Rédigé par l'équipe WebLex.


Transfert des contrats de travail ≠ modification des contrats de travail

Une entreprise reprend une activité existante, ainsi que tous les moyens, matériels et humains, qui y sont attachés. Cela implique donc un transfert des contrats de travail.

Le nouvel employeur n’est pas soumis à la même convention collective que l’ancien et a 3 mois pour ouvrir une négociation en vue de remplacer les accords collectifs applicables chez son prédécesseur. Pour rappel, pendant 15 mois, en l’absence de nouvel accord, les anciens accords continuent de s’appliquer au profit des salariés repris.

Mais, dans cette affaire, une salariée n’a pas tant attendu : 1 mois après le transfert de son contrat de travail, elle prend acte de la rupture de son contrat aux torts du nouvel employeur parce qu’elle n’occuperait plus les mêmes fonctions, d’après la fiche de poste qui lui a été remise. Elle constate, par ailleurs, que son 1er bulletin de paie, suivant la reprise d’activité, mentionne qu’elle occupe un emploi de « technicien qualifié » au lieu d’un emploi de « technicien supérieur ».

Selon elle, cette différence témoigne d’un manquement suffisamment grave de l’employeur pour empêcher la poursuite de son contrat de travail.

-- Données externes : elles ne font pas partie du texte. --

PR #124, opened 2019-08-03
Implement rule from #105

udovicic:
Implementation of rule from #105 

Additionally, to avoid duplicated code, I have refactored `ConstantsPHPDocFormattingSniff` to make it reusable.


lenaorobei:
@udovicic thanks for opening this PR! It's going to be an awesome improvement, however I have few comments to make it even better 🙂 

1. Let us be more strict with classes and interfaces. What I mean is that `Class should have short description AND this description should be different form the class name`. Both following examples should raise a warning.
``` php
class NotAnErrorHandler
{
}

/**
 * Faulty Handler
 */
class FaultyHandler
{
}
```

2. Please add case with empty DocBlock.
``` php
/**
 *
 */
class FaultyHandler
{
}
```

3. As [per documentation](https://devdocs.magento.com/guides/v2.3/coding-standards/docblock-standard-general.html#documentation-space) some tags are forbidden. It would be great to include these in this check.
`@author ,@category, @package, and @subpackage MUST NOT be used. Documentation is organized with the use of namespaces.`

4. Want to share with you [the core rule](https://github.com/magento/magento2/blob/2.3-develop/dev/tests/static/framework/Magento/Sniffs/Annotation/ClassAnnotationStructureSniff.php) we are trying to replace (because of some bugs and wrong behaviour), it might help with implementation details (like expected messages) and PHPCS out-of-the-box [ClassCommentSniff](https://github.com/squizlabs/PHP_CodeSniffer/blob/master/src/Standards/Squiz/Sniffs/Commenting/ClassCommentSniff.php) rule. This one might help with proper formatting and forbidden tags.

Regrettable erreur, selon l’employeur, qui n’y voit pas là de manquement « grave ». Pour lui, cette prise d’acte est donc une démission.

Ce qui n’est pas l’avis du juge : l'emploi de technicien qualifié qui était attribué à la salariée par la fiche de poste qui lui a été remise lors du transfert était moins favorable que celui qu'elle occupait au service de son précédent employeur, ce qui constitue des manquements suffisamment graves pour rendre impossible la poursuite du contrat de travail. La prise d’acte produit donc les effets d’un licenciement sans cause réelle et sérieuse.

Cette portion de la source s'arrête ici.